Guy Warren, CEO at ITRS.
Technological glitches, especially when it comes to banking applications, can lead to major reputational damage. Lloyds TSB learnt this the hard way when frustrated customers took to Twitter to criticise the company, as they were unable to access their bank accounts between April 21st-22nd.
What started as a botched IT migration spiralled into chaos with up to 1.9 million customers encountering login problems. A number of customers also were able to view information about other customers. The FCA and the Information Commissioner’s Office are investigating the issue and have the authority to fine the bank for the failed system upgrade and alleged data breach. The reputational damage to TSB will likely be even greater.
At least superficially, what customers demand is simple. They want 24/7 access to banking applications, without delay or error. However, from the banks’ perspective, achieving these high levels of application availability and production stability in today’s highly complex application landscape is an increasingly tough challenge. This is the stuff of nightmares for banking CIOs, who stay up at night fearing a production meltdown and crowds of angry customers.
No organisation, however large or small, is immune to productions issues. Even a large, experienced organisation, which has been running the IT environment for many years can have serious issues, as demonstrated by the TSB incident. The rate of change is increasing as new platforms and improvements to the systems are put live at an ever-increasing rate.
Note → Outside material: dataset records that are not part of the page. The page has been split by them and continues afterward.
PR #2836, opened 2024-08-05
Add PostgresUser to examples

guel-codes:
## Overview
This PR creates a new `database/` sub-dir inside of examples where database related files can be stored. Currently this only supports PostgreSQL. Ideally in the future we can have support for Mongo, MySQL, Redis, etc.

## Changes
- `examples/database/README.md`
   - This will store instructions on how to run the load test on various databases
- `examples/database/postgres_test.py`
   - This is the file where the PostgreSQL Client was created


cyberw:
Scratch that, I can see that psycopg3 has built in support for gevent! Awesome!

cyberw:
Can you split this into two files? One that contains a base `PostgresUser` marked with `abstract = True` and a separate one (the actual locustfile, maybe called postgres_ex.py) that imports PostgresUser from that file? 

Also, perhaps you could draw some inspiration from TimescaleListener in locust-plugins about how to configure the postgres connection? Or at least read them from class variables of the final User class defined in the actual locustfile.

guel-codes:
@cyberw I broke these files out and nested them inside of their own `database/postgresql/` directory. Let me know if you have any questions or preferences on how to proceed. Thanks.

examples/database/README.md
```diff
@@ -0,0 +1,31 @@
...
+
+Read the instruction below for your specific database
+
+## PostgreSQL
+### How to run the test
+- Prerequisites:
+    If you do not have them installed already
+    - `pip3 install psycopg3` - https://www.psycopg.org/psycopg3/docs/basic/install.html
+
+    - `pip3 install locust` - https://docs.locust.io/en/stable/installation.html
```
cyberw, line 11: I dont think you need to mention installing locust :)

examples/database/README.md
```diff
@@ -0,0 +1,31 @@
...
+    - PGPORT
+    - PGDATABASE
+    - PGUSER
+    - PGPASSWORD
+
+    so they can be picked up from `postgres_test.py`
+
+- Also, update the methods of the UserTasks class to run queries that will hit your database.
+
+#### Run test from browser:
```
cyberw, line 24: these things arent specific to PostgresUser, so I think you can skip these 2 sections as well.

examples/database/postgresql/base_postgres_user.py
```diff
@@ -0,0 +1,49 @@
...
+                    exception=e,
+                )
+                print(f"error: {e}")
+
+        return request_handler
+
+
+class PostgresUser(User):
+    abstract = True
+    client_class = PostgresClient
```
cyberw, line 46: I dont understand the purpose of this? When would PostgresUser have a different client class?

examples/database/postgresql/base_postgres_user.py
cyberw, line 1: I think this file should just be called `postgres_user`. You can move it into the `contrib` folder even (like fasthttp.py), that way it will be distributed as part of locust itself, and people (and you, in the example) can just do from `locust.contrib.postgres_user import PostgresUser`

examples/database/README.md
```diff
@@ -0,0 +1,31 @@
...
+- Set your environment variables for: 
+    - PGHOST
+    - PGPORT
+    - PGDATABASE
+    - PGUSER
+    - PGPASSWORD
+
+    so they can be picked up from `postgres_test.py`
+
+- Also, update the methods of the UserTasks class to run queries that will hit your database.
```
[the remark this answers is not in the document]
guel-codes: Yeah sorry I brought this README over from my person repo where I shared with folks new to Locust and load testing so I wanted to over explain a little.

examples/database/postgresql/base_postgres_user.py
guel-codes: I actually love this pattern I will get it moved over

examples/database/postgresql/postgres_test.py
cyberw, line 1: Maybe skip the "database" subfolder and put it directly in `examples/postgres`? And name this file locustfile.py instead of postgres_test.py.

locust/contrib/postgres.py
```diff
@@ -0,0 +1,49 @@
...
+    return psycopg.connect(conn_string)
+
+
+def execute_query(conn_string, query):
+    db_conn = create_conn(conn_string)
+    return db_conn.cursor().execute(query)
+
+
+class PostgresClient:
+    def __getattr__(self, name):
```
cyberw, line 18: I dont think you need the whole `__getattr__` song and dance :)

Just define the execute_query method directly on the PostgresClient class.

locust/contrib/postgres.py
```diff
@@ -0,0 +1,49 @@
...
+
+import psycopg
+
+
+def create_conn(conn_string):
+    return psycopg.connect(conn_string)
+
+
+def execute_query(conn_string, query):
+    db_conn = create_conn(conn_string)
```
cyberw, line 13: Does this create a new connection on each query? That sounds very wasteful. Probably you wanna do that only when the client object is created.

locust/contrib/postgres.py
```diff
@@ -0,0 +1,52 @@
...
+        except Exception as e:
+            response_time = int((time.time() - start_time) * 1000)
+            events.request.fire(
+                request_type="postgres_failure",
+                name="execute_query",
+                response_time=response_time,
+                response_length=0,
+                exception=e,
+            )
+            print(f"error: {e}")
```
cyberw, line 38: I dont think we should print the exception :)

locust/contrib/postgres.py
```diff
@@ -0,0 +1,52 @@
+from locust import TaskSet, User, events
+
+import time
+
+import psycopg
+
+
+def create_conn(conn_string):
```
cyberw, line 8: I think this method is too small to make sense!

locust/contrib/postgres.py
```diff
@@ -0,0 +1,52 @@
...
+
+class PostgresClient:
+    def __init__(self, conn_string):
+        self.conn_string = conn_string
+        self.connection = create_conn(conn_string)
+
+    def execute_query(self, query):
+        start_time = time.time()
+        try:
+            cursor = self.connection.cursor()
```
cyberw, line 20: psycopg3 can do connection.execute(), no need to have the intermediate step of creating a cursor.

examples/postgres/locustfile.py
```diff
@@ -0,0 +1,36 @@
...
+    def run_update_query(self):
+        random_amount = random.randint(1, 12)
+        self.client.execute_query(
+            f"UPDATE loadtesting.invoice SET amount={random_amount} WHERE amount < 10",
+        )
+
+
+class PostgresLocust(PostgresUser):
+    tasks = [UserTasks]
+    min_wait = 0
```
cyberw, line 25: remove the wait_time stuff and just leave it as the default, to simplify the example.

You can skip the taskset and put the tasks directly under the user too.

cyberw:
Real close now, just a few last simplifications.

locust/contrib/postgres.py
guel-codes: Good call, it looks a lot cleaner calling the `psycopg.connect` directly

guel-codes:
@cyberw I made the updates for this. I think it is A LOT better than when it started. Thanks for all your patience as I made changes 🙏🏽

More than ever, IT strategy needs to be aligned with providing maximum availability for users. There are four distinct disciplines needed to achieve Production Stability:
- Testing – It may be obvious, but the quality of the testing of a change directly impacts production stability. The testing must not only cover the new functionality that is being put live, but also the existing functionality which is expected to be un-changed (regression testing). Where the software is going to run on a variety of different computers, the testing of all versions and all platforms/browsers/OS. The testing must also cover so called ‘non-functional’ testing, testing the performance and stability of the software under load, ensuring that the change hasn’t degraded performance or introduced memory leaks or other issues. It should also test that the supportability is effective, with instrumentation to support diagnostics, and proper monitoring is possible (see point number 4).
- Resilient Architecture – In the modern world, we have to expect that software or hardware will fail and applications needs to be designed to cater for this. Either manually or automatically, the application needs to switch to a new platform to continue delivering the service. The more critical the application, the more automated fail over needs to be. Single points of failure (items which if they fail can’t be replaced quickly or easily) need to be understood and monitored very carefully.
- Change Management – This is a skill and competency all of its own. Detailed ‘roll in’ and roll out’ plans, practice and timings, with ‘go’ and ‘no go’ decision points, post implementation testing and verification are all key to having solid change management in the enterprise. Inevitably, the more changes you attempt to tackle in your change windows, the higher the risk of a change not working.
- Proactive Monitoring & Alerting – In a large IT infrastructure with thousands or tens of thousands of computers, it is impossible for humans to watch all the critical metrics on all the boxes. You require monitoring tools collecting the data and checking for abnormal or unacceptable conditions, and sending alerts or taking action directly to rectify the condition. If you require very high availability, then the data collection and the rules engine need to be real time collection and continuous evaluation of alert conditions, as it is with ITRS Geneos. Most tools average or aggregate the data, and only run the rules on an interval basis of 1 minute or 5 minutes.
High availability is not easy to achieve. But for traditional banks to remain competitive in an era of increasing competition from fintech challengers, they will need to continuously improve in all of these disciplines, whilst still remaining responsive to the changes that the business needs.